Physics and Engineering of Radiation Detection presents an overview of the physics of radiation detection and its applications. It covers the origins and properties of different kinds of ionizing radiation, their detection and measurement, and the procedures used to protect people and the environment from their potentially harmful effects. It details the experimental techniques and instrumentation used in different detection systems in a very practical way without sacrificing the physics content. It provides useful formulae and explains methodologies to solve problems related to radiation measurements. With abundance of worked-out examples and end-of-chapter problems, this book enables the reader to understand the underlying physical principles and their applications. Detailed discussions on different detection media, such as gases, liquids, liquefied gases, semiconductors, and scintillators make this book an excellent source of information for students as well as professionals working in related fields. Chapters on statistics, data analysis techniques, software for data analysis, and data acquisition systems provide the reader with necessary skills to design and build practical systems and perform data analysis.

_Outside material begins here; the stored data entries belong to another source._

PR #1040, opened 2025-05-09
kde-frameworks/extra-cmake-modules: include implicit include

parona-source:
kinfocenter notably relies on this implicit include that this patch would otherwise remove.

Depending on the release order, this may have to be backported so that kinfocenter's next release works.

### DIFF
--- a/kde-frameworks/extra-cmake-modules/extra-cmake-modules-9999.ebuild
+++ b/kde-frameworks/extra-cmake-modules/extra-cmake-modules-9999.ebuild
@@ -38,7 +38,7 @@ BDEPEND="
 PATCHES=(
 	"${FILESDIR}/${PN}-5.49.0-no-fatal-warnings.patch"
 	"${FILESDIR}/${PN}-5.93.0-skip-ecm_add_test-early.patch"
-	"${FILESDIR}/${PN}-5.245.0-disable-qmlplugindump.patch"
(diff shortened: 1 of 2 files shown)


a17r:
@parona-source @thesamesam Why aren't we fixing implicit includes in consumers instead? Seems like it is possible: https://invent.kde.org/plasma/kinfocenter/-/issues/6

parona-source:
> @parona-source @thesamesam Why aren't we fixing implicit includes in consumers instead? Seems like it is possible: https://invent.kde.org/plasma/kinfocenter/-/issues/6 https://invent.kde.org/plasma/kinfocenter/-/commit/b2fd0e4cb249980c20910038bde21bc676529c7c

Really a matter of where the line is with acceptable breakage from downstream patches that gets sent upstream.

a17r:
An implicit dependency is a bug no matter what. We are the ones who find it, and we can fix it, and upstream evidently accept these fixes.

thesamesam:
I don't disagree that we should fix those, but I don't want upstream to be confused by well-meaning users reporting issues there that got introduced or exposed by a downstream patch without us being there to explain context.

a17r:
This patch has existed for quite some time and so far, kinfocenter was the only case, swiftly fixed by upstream after reporting. I mean, I should probably go and try upstream it some time.

thesamesam:
OK, I'll revert it then.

Covers the modern techniques involved in detection and measurement of radiation and the underlying physical principles
Illustrates theoretical and practical details with an abundance of practical, worked-out examples
Provides practice problems at the end of each chapter
Ionizing radiation and its detection and measurement is a foundational subject in science and it has wide numbers of students taking courses in the subject. In physics it's usually taught at an undergraduate level (third and fourth year) while students of Nuclear Engineering, Chemical Engineering, or Medical Physics could take this course at an undergraduate as well as graduate level. This book concentrates on the core material appropriate for Undergraduates, Researchers, administrators, and graduate students in radiation studies, health physics, environmental sciences, nuclear engineering, medical physics, and other fields involved with ionizing radiation.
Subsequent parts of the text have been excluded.